───── Available data ─────

PR #526, opened 2024-01-24
feat: Logging & Error updates

morgsmccauley:
- feat: Cap exponential retry to 30 secs
- feat: Debug log stream/executor responses
- feat: Add more logging to coordinator

### DIFF
--- a/coordinator/src/block_streams_handler.rs
+++ b/coordinator/src/block_streams_handler.rs
@@ -38,7 +38,11 @@ impl BlockStreamsHandlerImpl {
                 .await
                 .context("Failed to list streams")?;
 
-            Ok(response.into_inner().streams)
+            let streams = response.into_inner().streams;
+
+            tracing::debug!("List streams response: {:#?}", streams);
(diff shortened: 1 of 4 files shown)


darunrs (approved):
Nice! I'm curious how tracing::debug behaves in the GCP container. It shouldn't display in the container itself, which means Docker doesn't pick it up. That's good since we still have a hunch that Docker logs is the cause of the compute engine storage being consumed. But I wonder if it still shows up in the GCP logs?

morgsmccauley:
> Nice! I'm curious how tracing::debug behaves in the GCP container. It shouldn't display in the container itself, which means Docker doesn't pick it up. That's good since we still have a hunch that Docker logs is the cause of the compute engine storage being consumed. But I wonder if it still shows up in the GCP logs?

It depends on the `RUST_LOG` env var, if set to `debug`, the application will write these logs to stdout, and will therefore be surfaced to GCP. Otherwise they will not be output anywhere.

─────

Task item: Where a line in the entries holds "itself", copy that line.

Task output:
Nice! I'm curious how tracing::debug behaves in the GCP container. It shouldn't display in the container itself, which means Docker doesn't pick it up. That's good since we still have a hunch that Docker logs is the cause of the compute engine storage being consumed. But I wonder if it still shows up in the GCP logs?
> Nice! I'm curious how tracing::debug behaves in the GCP container. It shouldn't display in the container itself, which means Docker doesn't pick it up. That's good since we still have a hunch that Docker logs is the cause of the compute engine storage being consumed. But I wonder if it still shows up in the GCP logs?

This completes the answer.